◆ **THE DATA**:
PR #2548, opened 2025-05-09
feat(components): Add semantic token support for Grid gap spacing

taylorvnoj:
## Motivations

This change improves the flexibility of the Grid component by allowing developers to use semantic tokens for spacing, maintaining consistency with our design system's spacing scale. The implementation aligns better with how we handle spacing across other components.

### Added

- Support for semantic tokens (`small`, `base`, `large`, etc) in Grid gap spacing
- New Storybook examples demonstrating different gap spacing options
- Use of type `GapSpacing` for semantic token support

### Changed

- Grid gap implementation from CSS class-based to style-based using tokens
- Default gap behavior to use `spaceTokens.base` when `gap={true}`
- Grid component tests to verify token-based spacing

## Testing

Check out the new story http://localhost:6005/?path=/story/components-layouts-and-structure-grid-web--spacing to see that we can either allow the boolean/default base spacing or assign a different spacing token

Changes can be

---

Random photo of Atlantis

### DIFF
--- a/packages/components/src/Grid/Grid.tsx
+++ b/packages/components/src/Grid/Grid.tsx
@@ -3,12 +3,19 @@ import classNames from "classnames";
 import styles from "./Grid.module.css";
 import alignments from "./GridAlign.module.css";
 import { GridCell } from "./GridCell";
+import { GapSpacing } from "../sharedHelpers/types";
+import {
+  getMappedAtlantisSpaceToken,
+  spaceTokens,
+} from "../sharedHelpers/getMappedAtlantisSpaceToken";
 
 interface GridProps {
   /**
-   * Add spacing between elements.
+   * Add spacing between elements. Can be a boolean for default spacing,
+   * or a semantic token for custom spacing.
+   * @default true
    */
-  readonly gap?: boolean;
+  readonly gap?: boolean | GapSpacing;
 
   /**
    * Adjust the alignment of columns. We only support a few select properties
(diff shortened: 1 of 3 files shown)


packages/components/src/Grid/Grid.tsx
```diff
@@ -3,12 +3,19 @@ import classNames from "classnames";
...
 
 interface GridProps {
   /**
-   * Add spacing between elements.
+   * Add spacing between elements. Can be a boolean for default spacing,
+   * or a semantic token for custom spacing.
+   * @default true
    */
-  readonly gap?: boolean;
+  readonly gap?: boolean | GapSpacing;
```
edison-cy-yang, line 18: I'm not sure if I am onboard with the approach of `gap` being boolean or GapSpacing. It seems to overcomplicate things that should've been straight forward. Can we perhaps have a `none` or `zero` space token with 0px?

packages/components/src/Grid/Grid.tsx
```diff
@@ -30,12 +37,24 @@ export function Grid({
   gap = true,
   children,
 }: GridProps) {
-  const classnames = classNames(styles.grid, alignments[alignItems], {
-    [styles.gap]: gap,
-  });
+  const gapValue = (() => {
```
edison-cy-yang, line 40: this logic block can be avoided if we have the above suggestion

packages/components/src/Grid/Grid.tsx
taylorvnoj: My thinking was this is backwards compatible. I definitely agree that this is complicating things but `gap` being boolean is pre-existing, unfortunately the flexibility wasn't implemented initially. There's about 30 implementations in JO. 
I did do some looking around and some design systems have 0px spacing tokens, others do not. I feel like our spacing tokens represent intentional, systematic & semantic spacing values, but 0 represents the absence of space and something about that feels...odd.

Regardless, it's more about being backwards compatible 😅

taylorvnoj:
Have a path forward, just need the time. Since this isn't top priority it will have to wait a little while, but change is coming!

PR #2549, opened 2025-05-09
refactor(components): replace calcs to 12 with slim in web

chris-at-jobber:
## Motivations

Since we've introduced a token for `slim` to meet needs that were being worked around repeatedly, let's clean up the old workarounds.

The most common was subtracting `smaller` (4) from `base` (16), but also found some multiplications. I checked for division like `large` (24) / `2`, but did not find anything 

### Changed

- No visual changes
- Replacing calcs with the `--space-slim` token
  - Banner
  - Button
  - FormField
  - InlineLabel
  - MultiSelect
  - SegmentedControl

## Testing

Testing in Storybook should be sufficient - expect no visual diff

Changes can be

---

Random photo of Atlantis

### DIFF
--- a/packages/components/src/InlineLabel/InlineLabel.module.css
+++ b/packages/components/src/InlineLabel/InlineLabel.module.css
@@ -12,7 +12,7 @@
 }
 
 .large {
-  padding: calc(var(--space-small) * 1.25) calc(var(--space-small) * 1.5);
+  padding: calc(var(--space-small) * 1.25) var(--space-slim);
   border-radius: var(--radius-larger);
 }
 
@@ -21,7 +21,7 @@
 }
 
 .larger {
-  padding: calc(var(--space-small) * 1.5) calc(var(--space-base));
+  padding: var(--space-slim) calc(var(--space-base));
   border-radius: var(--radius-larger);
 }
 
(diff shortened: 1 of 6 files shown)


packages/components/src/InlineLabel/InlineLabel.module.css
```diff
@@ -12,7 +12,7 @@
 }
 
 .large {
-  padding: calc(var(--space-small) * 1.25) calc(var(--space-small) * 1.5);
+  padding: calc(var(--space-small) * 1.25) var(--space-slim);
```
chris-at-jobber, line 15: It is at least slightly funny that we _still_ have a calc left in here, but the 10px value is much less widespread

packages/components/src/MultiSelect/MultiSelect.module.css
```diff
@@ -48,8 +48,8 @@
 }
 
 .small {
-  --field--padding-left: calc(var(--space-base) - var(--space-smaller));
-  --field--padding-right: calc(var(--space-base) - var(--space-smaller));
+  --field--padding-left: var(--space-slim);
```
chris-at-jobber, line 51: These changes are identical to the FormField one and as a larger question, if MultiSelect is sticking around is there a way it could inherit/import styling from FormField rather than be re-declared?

◆ **PROBLEM TO SOLVE**: Each line from the first line of the entries up to and including the line containing "- Support for" should be transcribed exactly, with all other lines left out.

◆ **RESULT**:
PR #2548, opened 2025-05-09
feat(components): Add semantic token support for Grid gap spacing

taylorvnoj:
## Motivations

This change improves the flexibility of the Grid component by allowing developers to use semantic tokens for spacing, maintaining consistency with our design system's spacing scale. The implementation aligns better with how we handle spacing across other components.

### Added

- Support for semantic tokens (`small`, `base`, `large`, etc) in Grid gap spacing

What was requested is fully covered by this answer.